Redraw wards based on population

Councillor Filion’s ward has 100,000 people
City average is 58,000
So he wants city wide ward boundary review
Kris Scheuer
(Written for Town Crier Feb. 3)

John Filion wants the city to redraw ward boundaries so the population is more evenly distributed for council representation.
And if it doesn’t happen soon, he’s looking at taking matters into his own hands.
A few years ago the Willowdale rep asked for a staff report on redrawing the 44 ward boundaries, but it never materialized. He expects a report this council term.
Filion has taken up the cause again because his ward is so densely populated.
His office represents 88,840 residents, according to city stats projections to 2009.
Filion said the current number is closer to 100,000 people. The city median is 58,776 residents per ward, so Filion represents almost double the average. Ward 23 is bounded roughly by Steeles Avenue, Bayview Avenue, Highway 401 and Bathurst Street. “I end up doing the work of two councillors with the same resources as one office,” said Filion, who represents a very politically active and development-heavy ward.

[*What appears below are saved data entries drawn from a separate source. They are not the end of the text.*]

PR #518, opened 2016-05-09
/org/app/users/me and /users/me related fixes

snoopdave:
Ensure that /org/app/users/me always works for logged in user, regardless of roles/permissions, also that it is impossible to create an app or admin user named 'me' (via post or put)

### DIFF
--- a/stack/rest/src/main/java/org/apache/usergrid/rest/security/SecuredResourceFilterFactory.java
+++ b/stack/rest/src/main/java/org/apache/usergrid/rest/security/SecuredResourceFilterFactory.java
@@ -409,9 +409,10 @@ public class SecuredResourceFilterFactory implements DynamicFeature {
                 logger.debug( "PathPermissionsFilter.authorize" );
             }
 
-            final String PATH_MSG =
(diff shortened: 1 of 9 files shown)


stack/rest/src/main/java/org/apache/usergrid/rest/security/SecuredResourceFilterFactory.java
```diff
@@ -449,6 +450,12 @@ public void authorize( ContainerRequestContext request ) {
                 String path = request.getUriInfo().getPath().toLowerCase().replace(applicationName, "");
                 String perm =  getPermissionFromPath( em.getApplicationRef().getUuid(), operation, path );
 
+                if ( "/users/me".equals( path ) ) {
```
mdunker: Dave -- think you should allow automatic access to /users/me only for GET

snoopdave:
I think the permissions we calculate would prevent methods other than get, but adding a check here definitely makes things more clear, so I added a check for "get"

michaelarusso:
Created JIRA just FYI --> https://issues.apache.org/jira/browse/USERGRID-1289

PR #519, opened 2016-05-09
Removed tests that used events are the events are unsupported due to …

GERey:
…the problem we've encountered in our current queue system. This was decided in 2.0 and the tests were ignored in the mean time.

 I've also removed a search message test because Messages are no longer allowed to be searched on, this was also decided in 2.0.
The counters portions of the tests were kept because they are still valid.


GERey:
This PR removes events, it is the opposite to #520 since that completely fixes events. I'll leave this here for debate on which step forward should be taken.

PR #520, opened 2016-05-10
Event fixes

GERey:
Added fixes to events such that they work like they used to in 1.0.
Fixed some tests that used events since they were not translated correctly.


GERey:
This PR fixes events, it is the opposite to #519  since that completely removes events. I'll leave this here for debate on which step forward should be taken.

PR #524, opened 2016-05-16
Improvements to management app / startup logic

snoopdave:
REVIEW PURPOSES ONLY 

NOT READY FOR MERGE

Changes related to management app / startup logic 

1) Change CpEntityManagerFactory startup logic to retry when it encounters Cassandra problems when fetching the Management App.

2) Improves EntityManager cache logic (in CpEntityManagerFactory) to ensure that we do not cache EntityManagers that may be in a bad state because we cannot fetch their application data from Cassandra.  

3) Adds special EntityManager cache logic for the Management App: once we get the management app we cache it separately in case some Cassandra hiccup keeps us from fetching it we we need it later. 

4) EntityManager cache size configurable via a new property ''entity.manager.cache.size" 

https://issues.apache.org/jira/browse/USERGRID-1283

### DIFF
--- a/stack/core/src/main/java/org/apache/usergrid/corepersistence/CpEntityManagerFactory.java
+++ b/stack/core/src/main/java/org/apache/usergrid/corepersistence/CpEntityManagerFactory.java
@@ -16,11 +16,7 @@
 package org.apache.usergrid.corepersistence;
 
 
-import java.util.HashMap;
-import java.util.Map;
-import java.util.Set;
-import java.util.TreeMap;
-import java.util.UUID;
+import java.util.*;
 
 import org.slf4j.Logger;
 import org.slf4j.LoggerFactory;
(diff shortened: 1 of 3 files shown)


stack/core/src/main/java/org/apache/usergrid/corepersistence/CpEntityManagerFactory.java
```diff
@@ -142,12 +141,66 @@ public CpEntityManagerFactory( final CassandraService cassandraService, final Co
...
+
+                    } else if ( managementAppEntityManager != null ) {
+
+                        // failed to fetch management app, use cached one
+                        entityManager = managementAppEntityManager;
+
+                    } else {
+
+                        // fetch failed and we have nothing cached, we must be bootstrapping
+                        logger.info("managementAppEntityManager is null, bootstrapping in progress");
```
michaelarusso: Exception is caught above when calling _getEntityManager in the case that it returns null and NPE would be thrown on getApplication().  At this point, it seems like we'd be returning a null value to the cache's load() method.  Is this intended behavior?

snoopdave:
renamed this branch to usergrid-1283-mgmt-app-init

PR #527, opened 2016-05-24
Back-out changes to ServiceManager.init() ...

snoopdave:
because we don't want retries in the HTTP request-path, at least not at this level


snoopdave:
I'm going to revert the two specific commits instead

In the meantime, Filion is hoping council will give him a larger office expense budget to handle the load. Filion said council has limited time to deal with redrawing ward boundaries before the 2014 election.
“If something doesn’t happen by next year, I will have to force the issue,” Filion said of a ward boundary adjustment. “I would do (a) petition, which would take it out of council’s hands.”

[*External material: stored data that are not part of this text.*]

PR #531, opened 2016-05-31
 5xx caused due to unsupported identifiers in the url param.

ayesha12:


michaelarusso:
this PR has conflicts now.  Maybe fix and open to master instead of release-2.1.1

PR #323, opened 2023-04-24
Add polkadot-block-time and polkadot-kvdb to the docker image

AndreiEres:
As we extracted the polkadot-block-time to a package we need to store it additionally in our docker image.


vstakhov:
Maybe we should also add `polkadot-kvdb` there?

AndreiEres:
> Maybe we should also add `polkadot-kvdb` there?

I need to add the block-time because we deploy it. But it could be a good thing to add all utils for external use to the image.

alvicsam (approved):

vstakhov (approved):

Issue #313, opened 2023-04-18
Log parachain ids we're tracking


AndreiEres:
There is a comment from devops https://github.com/paritytech/devops/issues/2469#issuecomment-1491995834.

> It doesn't print which parachains are monitored. So it's not easy to see if that it's working properly in prometheus mode as it doesn't output logs.

As we can track all parachains could be great to log their ids in the beginning.

PR #331, opened 2023-04-25
Update all parachains tracing

AndreiEres:
Fixes https://github.com/paritytech/polkadot-introspector/issues/313

### DIFF
--- a/introspector/src/pc/mod.rs
+++ b/introspector/src/pc/mod.rs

Under the City of Toronto Act, a petition of 500 or more electors asking the municipal government to adjust ward boundaries would require the city to act. If it didn’t within 90 days, the issue could be appealed to the Ontario Municipal Board, which could order council to re-divide the wards.

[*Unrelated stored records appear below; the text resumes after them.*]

PR #342, opened 2023-05-02
Add search by session and validator indices to whois

AndreiEres:


whois/README.md
```diff
@@ -1,9 +1,13 @@
 # polkadot-whois
 
-Tracking of validators using a substrate telemetry data.
+Tracking of validators using a substrate telemetry data. The data can be queried by validator's `AccountId` or `(session_index, validator_index)`.
```
sandreim, line 3: Now also uses on-chain data, we should reflect that here.

PR #350, opened 2023-05-05
Exit if cannot process tracker update

AndreiEres:


essentials/src/utils.rs
```diff
@@ -61,6 +61,7 @@ impl Retry {
 	pub async fn sleep(&mut self) -> color_eyre::Result<(), RetryError> {
 		self.count += 1;
 		if self.count > self.max_count {
+			println!("Here is where we're going to raise");
```
sandreim, line 64: Is this intentional?

sandreim (approved):

essentials/src/utils.rs
AndreiEres: No, sorry, forgot to remove.

PR #356, opened 2023-05-09
Fix warning about borrowing while type conververtion

AndreiEres:


sandreim:
Wondering if we still have a need for Jaeger at all here 😁

vstakhov (approved):
Yes, cloning is a simple and not very expensive solution for this particular case.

York-Centre Councillor James Pasternak’s Ward 10 neighbours Filion’s and he expects if boundaries are redrawn it would mean his ward would absorb more residents.
“I think it makes sense that Ward 10 would take some of the residents,” said Pasternak, who represents about 62,836 residents. “I am squeezed between Ward 10 with the highest population and Wards 8 and 9 with the fewest residents.”
Pasternak is concerned though that any additional residents that come his way if boundaries are changed include additional resources.
“We are currently underserviced in Ward 10 so any transfer of residents, it must be accompanied with solutions for capital assets,” Pasternak said. “Ward 10 has been left behind.
“We sit at the bottom of the list for community space.”
Neither Pasternak nor Filion were aware of a timeline for any staff report on changing ward boundaries.